Term insurance: Term insurance pays your survivors a death benefit if you die while the contract is in force. It is often called “pure” insurance because it offers only a death benefit with no savings component.

Universal life insurance: Universal life is a form of cash-value insurance that combines term insurance with a “side fund” that is credited with earnings.

Variable life insurance: Variable life encompasses a variety of cash-value products that allow you to decide how to invest your policy’s cash values. You can choose among options offered by the insurance company – typically stocks, bonds, fixed-rate funds, or money market funds – and participate directly in the investment results.

Waiver-of-premium benefit – a waiver-of-premium rider keeps your life insurance protection in place by paying the policy premiums if you became disabled.
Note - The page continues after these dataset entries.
PR #1497, opened 2019-01-07
Show descriptions in available revisions menu dropdown

### LINKED ISSUE #1473: Release UI – Filter unassigned revisions

bartaz:
Fixes #1473

Adds descriptions to "Available revisions" dropdown menu

### QA

- ./run or https://snapcraft-io-canonical-websites-pr-1497.run.demo.haus/
- go to Releases page 
- Open 'Available' menu
- descriptions should be visible

screenshot 2019-01-08 at 12 18 31

### DIFF
--- a/static/js/publisher/release/components/availableRevisionsMenu.js
+++ b/static/js/publisher/release/components/availableRevisionsMenu.js
@@ -14,9 +14,18 @@ import {
 } from "../constants";
 
 const menuLabels = {
-  [AVAILABLE_REVISIONS_SELECT_RECENT]: "Recent",
-  [AVAILABLE_REVISIONS_SELECT_UNRELEASED]: "Unreleased",
-  [AVAILABLE_REVISIONS_SELECT_ALL]: "All"
+  [AVAILABLE_REVISIONS_SELECT_RECENT]: {
+    label: "Recent",
+    description: "Revisions from past week not released to any channel"
+  },
+  [AVAILABLE_REVISIONS_SELECT_UNRELEASED]: {
+    label: "Unreleased",
+    description: "Revisions not released to any channel"
+  },
+  [AVAILABLE_REVISIONS_SELECT_ALL]: {
+    label: "All",
+    description: "All uploaded revisions"
+  }
 };
 
 export class AvailableRevisionsMenu extends Component {
@@ -59,7 +68,11 @@ export class AvailableRevisionsMenu extends Component {
         href="#"
         onClick={!isDisabled ? this.itemClick.bind(this, item) : undefined}
       >
-        {menuLabels[item]} <span className="u-float--right">({count})</span>
+        {menuLabels[item].label}{" "}
+        <span className="u-float--right">({count})</span>
+        <span className="p-contextual-menu__description">
+          {menuLabels[item].description}
+        </span>
       </a>
     );
   }
@@ -77,10 +90,11 @@ export class AvailableRevisionsMenu extends Component {
   render() {
     return (
       <ContextualMenu
-        label={menuLabels[this.props.value]}
+        label={menuLabels[this.props.value].label}
         className="p-select-button"
         ref={this.setMenuRef}
         position="left"
+        isWide={true}
       >
         {this.renderItems()}
       </ContextualMenu>
--- a/static/js/publisher/release/components/availableRevisionsMenu.js
+++ b/static/js/publisher/release/components/availableRevisionsMenu.js
@@ -16,15 +16,15 @@ import {
 const menuLabels = {
   [AVAILABLE_REVISIONS_SELECT_RECENT]: {
     label: "Recent",
-    description: "Revisions from past week not released to any channel"
+    description:
+      "Revisions from past week not released in any channel with most recent version"
   },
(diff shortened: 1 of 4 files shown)


therealjuan:
A few things to discuss

### Shall we update  copy to ... ?
```
Recent – Any revision from past week not released in any channel with most recent unassigned version
Not released – Revisions not released to any channel
All – All uploaded revisions released or not
```

### Close panel when interacting with other elements
Just noticed that when you open the panel and click on any of the arch + channel cells, the panel is still open so probably we would need to close it:
recent panel

### Similar style for selected revisions to promote

Wondering if we should make these two different use cases: when you promote from one chanenl to another channel and when you select a revision to be promoted from the revisions list

image

image

bartaz:
@therealjuan 

> Close panel when interacting with other elements
> Similar style for selected revisions to promote

These are not related to this PR, can we have them as separate issues?

> Recent – Any revision from past week not released in any channel with most recent unassigned version

Would 'with most recent version' be enough? Seems like 'unassigned' is not necessary - these are already 'not released' revisions.

> All – All uploaded revisions released or not

'All uploaded revisions' seems to mean exactly the same as 'All uploaded revisions released or not' :)
Unless we really want to emphasise that.

matthewpaulthomas:
- Clicking a disabled menu item scrolls to the top of the page, and tacks `#` onto the URL (I guess those are the same bug).
- The Promote button is nearly, but not quite, lined up with the ones above it. Could it line up exactly?
- It seems a wee bit overprotective to disable a filter that happens to display zero revisions right now. (I guess that not doing this would fix the top-scrolling problem, too.)

I haven’t used this page in real life, so I’m ignorant about what’s part of this PR and what isn’t. That said, I haven’t been able to work out:
- What the orange tint means.
- Why clicking “+ Add revision” doesn’t let me add a revision. (It just reveals an empty table.)
- Why clicking any cell in “Revisions available to promote” greys out the whole of the “Releases available to install” table.
- Why, despite the table being greyed out, every control in it is still clickable.

therealjuan:
> What the orange tint means.
Revision to promote aka highlighted

> Why clicking “+ Add revision” doesn’t let me add a revision. (It just reveals an empty table.)
Becuase you open the table before adding a revision

> Why clicking any cell in “Revisions available to promote” greys out the whole of the “Releases available to install” table.
To focus the interface on the elements that are important at that stage in time

> Why, despite the table being greyed out, every control in it is still clickable.
Because we are not disabling and emphasising, we are just reducing opacity

bartaz:
>> Why clicking any cell in “Revisions available to promote” greys out the whole of the “Releases available to install” table.
>
> To highlight on the interface on the elements that are important at that stage in time for the publisher
>
>> Why, despite the table being greyed out, every control in it is still clickable.
>
>Because we are not disabling and emphasising on the interface.

This is a remainder of the feature we had before in 'All revisions' table with all architectures in one list - when revision was selected we faded out revisions from the same architecture to emphasize other architectures.
Now it's totally unnecessary as we never show multiple architectures at once.

I think we should remove this fading out - possibly together with introducing 'yellowish' highlight to selected revision (as suggested earlier by @therealjuan)

bartaz:
@matthewpaulthomas 

> The Promote button is nearly, but not quite, lined up with the ones above it. Could it line up exactly?

screenshot 2019-01-07 at 16 37 46

They seem to be aligned perfectly (tested on Mac in Chrome and Firefox).

> It seems a wee bit overprotective to disable a filter that happens to display zero revisions right now. 

Possibly it is, but why should we keep an option enabled if it doesn't do anything?

> Clicking a disabled menu item scrolls to the top of the page, and tacks # onto the URL (I guess those are the same bug).

Yes, good catch. Even that an option is disabled it's still a link (with empty href no functionality).

therealjuan:
> These are not related to this PR, can we have them as separate issues?

https://github.com/canonical-websites/snapcraft.io/issues/1498
https://github.com/canonical-websites/snapcraft.io/issues/1499

therealjuan:
LGTM! Thanks 👍

static/sass/styles.scss
```diff
@@ -45,161 +45,196 @@ $color-navigation-background: #252525;
...
 
-@import 'snapcraft_p-code-snippet';
+@import "snapcraft_p-code-snippet";
 @include snapcraft-p-code-snippet;
 
-@import 'snapcraft-publicise';
+@import "snapcraft-publicise";
 @include snapcraft-publicise;
+
+$baseline-color: #f00 !default;
```
Lukewh: What's this stuff for? Maybe add a comment as we should avoid putting stuff in the main `styles.scss`

bartaz: Oh, that was for debugging the baseline spacing. Shouldn't be commited. Will remove it.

If you forget everything else about buying life insurance, remember to ask how much you’d get if you cashed in your policy after one year – the so-called cash surrender value.” (Glenn Daily, insurance expert). Photo: Megan Jorgensen (Elena)

Taking Out a Lifetime Contract


Are premiums guaranteed not to increase?

Yearly renewable term: No, they will increase.
Re-entry: No, they will increase.
Group-term: No, they will increase but employer may pay cost.
Universal life: There is no fixed premium.
Term/guaranteed permanent: Yes, for guaranteed-permanent, but not for term.
Guaranteed permanent: Yes.

Is there an asset accumulation element:

Yearly renewable term: No.
Re-entry: No.
Group-term: No.
Universal life: Yes.
Term/guaranteed permanent: Yes.
Guaranteed permanent: Yes.

Can I continue the coverage if I get sick?
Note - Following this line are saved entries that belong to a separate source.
PR #1502, opened 2019-01-09
Select revisions with same version in other archs

### LINKED ISSUE #1472: Release UI: Select similar version in other architectures
Once a publisher selects a revision in an architecture we can prompt them to select automatically for them revisions with the same version across all other architectures that include revisions with the same version:

image

* By hovering on `3 other architectures` there will be a tooltip displaying information about the different architectures that include that version
* Version number should be highlighted somehow as we do when opening a release history
* The main call to action on the panel will be `Assign across architectures`

bartaz:
Fixes #1472

Adds possibility to select revisions with same version as currently selected in other architectures.

### QA

- ./run or https://snapcraft-io-canonical-websites-pr-1502.run.demo.haus/
- go to releases of any snap with multiple architectures
- open panel with available revisions
- check any revision that is also available in other architectures
- box should appear with information about same version in other architectures
- click on a button to select all revisions with same version in other archs

screenshot 2019-01-09 at 12 47 30

### DIFF
--- a/static/js/publisher/release/actions/availableRevisionsSelect.js
+++ b/static/js/publisher/release/actions/availableRevisionsSelect.js
@@ -2,8 +2,8 @@ import { AVAILABLE_REVISIONS_SELECT_RECENT } from "../constants";
 import { selectRevision, clearSelectedRevisions } from "./channelMap";
 import {
   getArchitectures,
-  getSelectedAvailableRevisions,
-  getSelectedAvailableRevisionsForArch
+  getFilteredAvailableRevisions,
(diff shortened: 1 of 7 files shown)


Lukewh:
It seems that when there are multiple versions with the same revision but only for 1 arch the notification is shown. Not sure if this is intentional or it should only show different archs available?

screenshot_2019-01-09 releases and revision history for surl
(the 1 other architecture is amd64)

therealjuan:
What Luke said! 👍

Yearly renewable term: Yes, for the period of renewability.
Re-entry: Yes, prior to re-entry; thereafter at a high cost.
Group-term: Yes, while you remain employed; thereafter at a high cost.
Universal life: Yes.
Term/guaranteed permanent: Yes.
Guaranteed permanent: Yes.

Does the insurance company guarantee my coverage will last?

Yearly renewable term: No, generally not available after age 70 and usually too costly after age 60.
Re-entry: No, generally not available after age 70 and usually too costly after age 60.
Group-term: Yes, but employer may provide reductions beyond a certain age.
Universal life: As long as the side fund is not exhausted.
Term/guaranteed permanent: Yes, for the guaranteed-permanent portion, but not for term.
Guaranteed permanent: Yes.

(Certain level-term contracts have premiums that are given for a fixed period, such as 10 years).
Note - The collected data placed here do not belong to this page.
PR #1503, opened 2019-01-09
Improve the layout of videos on snap details pages

Lukewh:
## Done
- Implemented sidebar style screenshot list with video to the left
- No screenshots = video centered
- No video = original carousel
- Mobile = screenshot sidebar drops down to a horizontal, wrapping list below the video
- asciinema has background colour for narrower "videos"

## QA
- Pull the branch
- `./run`
- Visit a publisher listing page
- Add screenshots, no video
- View the public page on both desktop and mobile sizes
- Remove all screenshots
- Add a video
- View the public page on both desktop and mobile sizes
- Add 1 screenshot
- View the public page on both desktop and mobile sizes
- Add additional screenshots and check the public page

- Add and remove screenshots and different sources of video - asciinema, youtube and vimeo

## Screenshots
**Not sure why there are borders around the videos in the screenshots, they're fine on my screen - maybe something to do with the resolution + zoom?**
screenshot_2019-01-09 install test-lukewh for linux using the snap store snapcraft
screenshot_2019-01-09 install test-lukewh for linux using the snap store snapcraft 1
screenshot_2019-01-09 install test-lukewh-2 for linux using the snap store snapcraft
screenshot_2019-01-09 install test-lukewh-2 for linux using the snap store snapcraft 1
screenshot_2019-01-09 install lukotron testing for linux using the snap store snapcraft
screenshot_2019-01-09 install lukotron testing for linux using the snap store snapcraft 1


bartaz:
When there is just a video it is not centered (renders misaligned to the right side) - happens to all media types:

https://snapcraft-io-canonical-websites-pr-1503.run.demo.haus/1140-grid-bartaz

screenshot 2019-01-09 at 16 57 47

screenshot 2019-01-09 at 16 55 32
screenshot 2019-01-09 at 16 54 59

templates/partials/_carousel-videos-layout.html
```diff
@@ -0,0 +1,16 @@
+<div class="p-carousel p-carousel--videos u-equal-height">
```
bartaz: It's a bit misleading that CSS class is called `p-carousel` when in case of layout with video we don't have any carousel at all.

static/sass/_patterns_carousel.scss
```diff
@@ -25,58 +26,106 @@
       text-align: center;
 
       img,
-      video,
-      iframe {
+      video {
         display: block;
-        margin-bottom: 0;
+        margin-bottom: 0 !important;
```
bartaz: Why `!important`? If this is required to override something (third party styles?) we should have a comment here about it.

static/sass/_patterns_carousel.scss
```diff
@@ -25,58 +26,106 @@
...
+        .p-carousel__item-screenshot img,
+        .p-carousel__item-screenshot video {
+          align-self: center;
+          width: 100%;
+        }
+
+        @media screen and (max-width: $breakpoint-medium) {
+          flex-direction: row;
+          flex-wrap: wrap;
+          justify-content: flex-start !important;
```
bartaz: Is this an override? In line 42 it's `flex-start` as well, so is this needed at all?

static/sass/_patterns_carousel.scss
```diff
@@ -25,58 +26,106 @@
...
+          margin-bottom: -$spv-inter--regular;
+          margin-right: -$sph-inter;
+          margin-top: $spv-inter--regular;
+
+          .p-carousel__item--screenshot {
+            margin-bottom: $spv-inter--regular !important;
```
bartaz: So many `!important`s... Is there something that changes the margin, other styles get applied here as well?

bartaz:
Possibly not related to this PR, but in Chrome vimeo throws a JS error on autoplay:

screenshot 2019-01-10 at 09 15 08

bartaz:
There are quite a lot of `!important` in CSS. Usage of `!important` could be accepted if it is required to override some third party styles, but it such cases it should be clearly commented why it is used.

But it seems that in some cases it's our styles that we try to override with `!important` and we should avoid it. Using `!important` may lead maintenance issues later. If `!important` is needed to override some of our own styles it's likely the sign that we need to restructure the CSS of given component.

templates/partials/_carousel-videos-layout.html
Lukewh: Updated!

static/sass/_patterns_carousel.scss
Lukewh: Updated!

static/sass/_patterns_carousel.scss
Lukewh: Updated!

static/sass/_patterns_carousel.scss
Lukewh: Updated :D

static/sass/_snapcraft_snap-details.scss
```diff
@@ -1,9 +1,91 @@
...
+          margin-bottom: 0;
+        }
+      }
+    }
+
+    iframe {
+      margin-bottom: 0;
+    }
+
+    .asciicast {
```
bartaz: What element has this class? Is it ours or rendered by asciinema? I can't find in in a DOM (even when I have asciinema embedded).

Lukewh: Yeah it's the embedded asciinema holder that gets added just after the script tag (has the id `asciicast-container-{id}`

bartaz: Ah, found it now. I had a typo in selector. 'Asciinema' etc are so "human friendly" names... 😄

therealjuan:
LGTM thanks!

They also must have life insurance! Photo by Elena.

Auto Insurance

Auto Insurance


In most states, drivers are required to have liability insurance for each drivers, for accidents, and for the other person’s car in case of an accident.

How much you need: Generally, insurance experts counsel that you buy as much liability coverage as you’re worth. You should also consider an “umbrella policy” that covers both your home and car.

What your options are: Collision and comprehensive coverage accounts for 30 percent to 45 percent of your premium. If the cost of your collision and comprehensive insurance is more than 10 percent of your car’s Blue Book value, it probably makes sense to drop it. Remember, though, that if you get into an accident, you’ll have to decide if it’s worth your car fixed.

Uninsured or underinsured motorist coverage also is sometimes desirable, but it is probably cheaper to purchase it in your home or life policy. You may be able to slash the price of your car insurance by adding safety or anti-theft features to your car, maintaining a safe driving record or simply by driving a low number of miles each year.

Bahamas, cars. Photo: Elena

What to watch out for: For an old jalopy, the insurance cost may not be worth the amount you’d receive in the event of an accident. The most you’ll receive if your car is damaged is the Blue Book value of the vehicle – not that much if your car is more than five years old.

A last tip: Medical payment, income replacement, and rental car insurance can add substantially to your premiums and may be covered elsewhere. Some credit card companies, for example, offer rental car insurance.